-- Data shown follows --

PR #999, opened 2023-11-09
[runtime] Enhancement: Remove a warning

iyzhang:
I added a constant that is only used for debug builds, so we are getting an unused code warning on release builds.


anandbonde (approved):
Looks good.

-- Data shown concluded --

_What you are asked to do_
Find how many lines of the listing include the word "warning" and answer with that count by itself.

_Output for this task_
2